Assignment:
Copy out all the records exactly.

----- Provided data -----

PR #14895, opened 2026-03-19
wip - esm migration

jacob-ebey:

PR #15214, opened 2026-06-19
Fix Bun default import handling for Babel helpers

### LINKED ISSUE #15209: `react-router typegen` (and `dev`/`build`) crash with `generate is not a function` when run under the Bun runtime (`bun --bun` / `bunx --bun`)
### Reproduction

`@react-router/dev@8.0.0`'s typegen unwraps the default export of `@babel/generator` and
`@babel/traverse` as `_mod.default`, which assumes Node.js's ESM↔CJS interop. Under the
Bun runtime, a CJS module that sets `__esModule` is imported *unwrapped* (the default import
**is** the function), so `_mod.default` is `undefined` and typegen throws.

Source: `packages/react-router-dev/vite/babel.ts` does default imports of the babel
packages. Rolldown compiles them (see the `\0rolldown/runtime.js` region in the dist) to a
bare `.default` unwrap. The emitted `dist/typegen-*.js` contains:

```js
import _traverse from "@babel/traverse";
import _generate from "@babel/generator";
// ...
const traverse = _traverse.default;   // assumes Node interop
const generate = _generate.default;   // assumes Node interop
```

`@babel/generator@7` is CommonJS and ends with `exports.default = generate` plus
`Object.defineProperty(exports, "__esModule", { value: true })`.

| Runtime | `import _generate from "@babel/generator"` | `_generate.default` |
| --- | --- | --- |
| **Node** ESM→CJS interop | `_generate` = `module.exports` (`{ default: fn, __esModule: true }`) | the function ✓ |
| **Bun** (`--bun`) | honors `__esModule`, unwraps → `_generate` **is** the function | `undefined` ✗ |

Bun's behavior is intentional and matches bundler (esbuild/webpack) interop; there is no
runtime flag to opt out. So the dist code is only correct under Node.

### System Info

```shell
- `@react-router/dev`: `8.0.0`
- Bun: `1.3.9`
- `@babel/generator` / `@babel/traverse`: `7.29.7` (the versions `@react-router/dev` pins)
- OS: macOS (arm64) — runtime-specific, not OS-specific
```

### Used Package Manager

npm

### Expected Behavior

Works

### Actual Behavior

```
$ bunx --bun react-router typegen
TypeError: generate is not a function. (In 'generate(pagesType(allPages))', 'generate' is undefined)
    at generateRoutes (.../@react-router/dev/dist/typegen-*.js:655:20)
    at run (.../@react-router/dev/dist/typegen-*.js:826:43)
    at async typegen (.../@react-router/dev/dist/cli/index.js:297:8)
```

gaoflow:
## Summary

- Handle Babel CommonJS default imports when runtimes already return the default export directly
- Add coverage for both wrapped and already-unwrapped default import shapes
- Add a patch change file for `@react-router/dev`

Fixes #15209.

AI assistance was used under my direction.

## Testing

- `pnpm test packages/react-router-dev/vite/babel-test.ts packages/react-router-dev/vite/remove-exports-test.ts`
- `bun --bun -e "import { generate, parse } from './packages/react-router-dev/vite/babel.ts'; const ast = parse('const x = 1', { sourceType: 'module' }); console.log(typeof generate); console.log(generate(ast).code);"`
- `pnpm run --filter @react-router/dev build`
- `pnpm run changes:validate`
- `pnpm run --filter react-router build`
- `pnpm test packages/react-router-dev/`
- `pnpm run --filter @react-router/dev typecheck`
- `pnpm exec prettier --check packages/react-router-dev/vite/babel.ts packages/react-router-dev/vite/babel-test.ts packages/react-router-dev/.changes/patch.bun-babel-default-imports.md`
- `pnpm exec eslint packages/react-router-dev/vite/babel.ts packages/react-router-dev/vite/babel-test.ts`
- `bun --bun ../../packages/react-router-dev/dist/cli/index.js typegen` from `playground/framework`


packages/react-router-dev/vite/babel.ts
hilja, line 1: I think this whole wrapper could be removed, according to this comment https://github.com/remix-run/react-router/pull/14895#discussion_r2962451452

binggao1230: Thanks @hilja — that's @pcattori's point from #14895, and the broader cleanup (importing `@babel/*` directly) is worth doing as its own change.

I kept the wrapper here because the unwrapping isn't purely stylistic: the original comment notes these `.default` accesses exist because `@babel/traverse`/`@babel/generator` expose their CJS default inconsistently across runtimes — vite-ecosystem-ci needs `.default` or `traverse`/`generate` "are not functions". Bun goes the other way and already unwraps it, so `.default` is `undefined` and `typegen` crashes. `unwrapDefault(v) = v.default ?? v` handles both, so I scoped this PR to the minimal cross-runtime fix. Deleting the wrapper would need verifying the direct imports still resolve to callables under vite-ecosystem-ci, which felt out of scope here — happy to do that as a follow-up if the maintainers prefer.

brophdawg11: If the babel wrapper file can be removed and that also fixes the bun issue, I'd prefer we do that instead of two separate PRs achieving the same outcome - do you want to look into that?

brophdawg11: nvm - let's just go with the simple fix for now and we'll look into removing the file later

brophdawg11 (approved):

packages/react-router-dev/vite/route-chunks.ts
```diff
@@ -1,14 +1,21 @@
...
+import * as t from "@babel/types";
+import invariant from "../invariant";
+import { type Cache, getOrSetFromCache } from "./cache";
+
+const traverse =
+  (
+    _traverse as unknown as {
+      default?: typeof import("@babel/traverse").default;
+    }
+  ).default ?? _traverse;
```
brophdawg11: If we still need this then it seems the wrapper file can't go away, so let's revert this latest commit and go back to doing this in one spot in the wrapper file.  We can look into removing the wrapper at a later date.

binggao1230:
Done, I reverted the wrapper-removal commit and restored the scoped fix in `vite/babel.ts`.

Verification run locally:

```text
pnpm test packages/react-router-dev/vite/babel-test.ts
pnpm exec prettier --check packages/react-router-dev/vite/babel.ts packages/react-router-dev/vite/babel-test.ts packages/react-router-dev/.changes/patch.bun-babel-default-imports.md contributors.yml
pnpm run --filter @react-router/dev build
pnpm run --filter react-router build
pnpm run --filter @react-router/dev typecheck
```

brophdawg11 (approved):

-----

Final answer:
PR #14895, opened 2026-03-19
wip - esm migration

jacob-ebey:

PR #15214, opened 2026-06-19
Fix Bun default import handling for Babel helpers

### LINKED ISSUE #15209: `react-router typegen` (and `dev`/`build`) crash with `generate is not a function` when run under the Bun runtime (`bun --bun` / `bunx --bun`)
### Reproduction

`@react-router/dev@8.0.0`'s typegen unwraps the default export of `@babel/generator` and
`@babel/traverse` as `_mod.default`, which assumes Node.js's ESM↔CJS interop. Under the
Bun runtime, a CJS module that sets `__esModule` is imported *unwrapped* (the default import
**is** the function), so `_mod.default` is `undefined` and typegen throws.

Source: `packages/react-router-dev/vite/babel.ts` does default imports of the babel
packages. Rolldown compiles them (see the `\0rolldown/runtime.js` region in the dist) to a
bare `.default` unwrap. The emitted `dist/typegen-*.js` contains:

```js
import _traverse from "@babel/traverse";
import _generate from "@babel/generator";
// ...
const traverse = _traverse.default;   // assumes Node interop
const generate = _generate.default;   // assumes Node interop
```

`@babel/generator@7` is CommonJS and ends with `exports.default = generate` plus
`Object.defineProperty(exports, "__esModule", { value: true })`.

| Runtime | `import _generate from "@babel/generator"` | `_generate.default` |
| --- | --- | --- |
| **Node** ESM→CJS interop | `_generate` = `module.exports` (`{ default: fn, __esModule: true }`) | the function ✓ |
| **Bun** (`--bun`) | honors `__esModule`, unwraps → `_generate` **is** the function | `undefined` ✗ |

Bun's behavior is intentional and matches bundler (esbuild/webpack) interop; there is no
runtime flag to opt out. So the dist code is only correct under Node.

### System Info

```shell
- `@react-router/dev`: `8.0.0`
- Bun: `1.3.9`
- `@babel/generator` / `@babel/traverse`: `7.29.7` (the versions `@react-router/dev` pins)
- OS: macOS (arm64) — runtime-specific, not OS-specific
```

### Used Package Manager

npm

### Expected Behavior

Works

### Actual Behavior

```
$ bunx --bun react-router typegen
TypeError: generate is not a function. (In 'generate(pagesType(allPages))', 'generate' is undefined)
    at generateRoutes (.../@react-router/dev/dist/typegen-*.js:655:20)
    at run (.../@react-router/dev/dist/typegen-*.js:826:43)
    at async typegen (.../@react-router/dev/dist/cli/index.js:297:8)
```

gaoflow:
## Summary

- Handle Babel CommonJS default imports when runtimes already return the default export directly
- Add coverage for both wrapped and already-unwrapped default import shapes
- Add a patch change file for `@react-router/dev`

Fixes #15209.

AI assistance was used under my direction.

## Testing

- `pnpm test packages/react-router-dev/vite/babel-test.ts packages/react-router-dev/vite/remove-exports-test.ts`
- `bun --bun -e "import { generate, parse } from './packages/react-router-dev/vite/babel.ts'; const ast = parse('const x = 1', { sourceType: 'module' }); console.log(typeof generate); console.log(generate(ast).code);"`
- `pnpm run --filter @react-router/dev build`
- `pnpm run changes:validate`
- `pnpm run --filter react-router build`
- `pnpm test packages/react-router-dev/`
- `pnpm run --filter @react-router/dev typecheck`
- `pnpm exec prettier --check packages/react-router-dev/vite/babel.ts packages/react-router-dev/vite/babel-test.ts packages/react-router-dev/.changes/patch.bun-babel-default-imports.md`
- `pnpm exec eslint packages/react-router-dev/vite/babel.ts packages/react-router-dev/vite/babel-test.ts`
- `bun --bun ../../packages/react-router-dev/dist/cli/index.js typegen` from `playground/framework`


packages/react-router-dev/vite/babel.ts
hilja, line 1: I think this whole wrapper could be removed, according to this comment https://github.com/remix-run/react-router/pull/14895#discussion_r2962451452

binggao1230: Thanks @hilja — that's @pcattori's point from #14895, and the broader cleanup (importing `@babel/*` directly) is worth doing as its own change.

I kept the wrapper here because the unwrapping isn't purely stylistic: the original comment notes these `.default` accesses exist because `@babel/traverse`/`@babel/generator` expose their CJS default inconsistently across runtimes — vite-ecosystem-ci needs `.default` or `traverse`/`generate` "are not functions". Bun goes the other way and already unwraps it, so `.default` is `undefined` and `typegen` crashes. `unwrapDefault(v) = v.default ?? v` handles both, so I scoped this PR to the minimal cross-runtime fix. Deleting the wrapper would need verifying the direct imports still resolve to callables under vite-ecosystem-ci, which felt out of scope here — happy to do that as a follow-up if the maintainers prefer.

brophdawg11: If the babel wrapper file can be removed and that also fixes the bun issue, I'd prefer we do that instead of two separate PRs achieving the same outcome - do you want to look into that?

brophdawg11: nvm - let's just go with the simple fix for now and we'll look into removing the file later

brophdawg11 (approved):

packages/react-router-dev/vite/route-chunks.ts
```diff
@@ -1,14 +1,21 @@
...
+import * as t from "@babel/types";
+import invariant from "../invariant";
+import { type Cache, getOrSetFromCache } from "./cache";
+
+const traverse =
+  (
+    _traverse as unknown as {
+      default?: typeof import("@babel/traverse").default;
+    }
+  ).default ?? _traverse;
```
brophdawg11: If we still need this then it seems the wrapper file can't go away, so let's revert this latest commit and go back to doing this in one spot in the wrapper file.  We can look into removing the wrapper at a later date.

binggao1230:
Done, I reverted the wrapper-removal commit and restored the scoped fix in `vite/babel.ts`.

Verification run locally:

```text
pnpm test packages/react-router-dev/vite/babel-test.ts
pnpm exec prettier --check packages/react-router-dev/vite/babel.ts packages/react-router-dev/vite/babel-test.ts packages/react-router-dev/.changes/patch.bun-babel-default-imports.md contributors.yml
pnpm run --filter @react-router/dev build
pnpm run --filter react-router build
pnpm run --filter @react-router/dev typecheck
```

brophdawg11 (approved):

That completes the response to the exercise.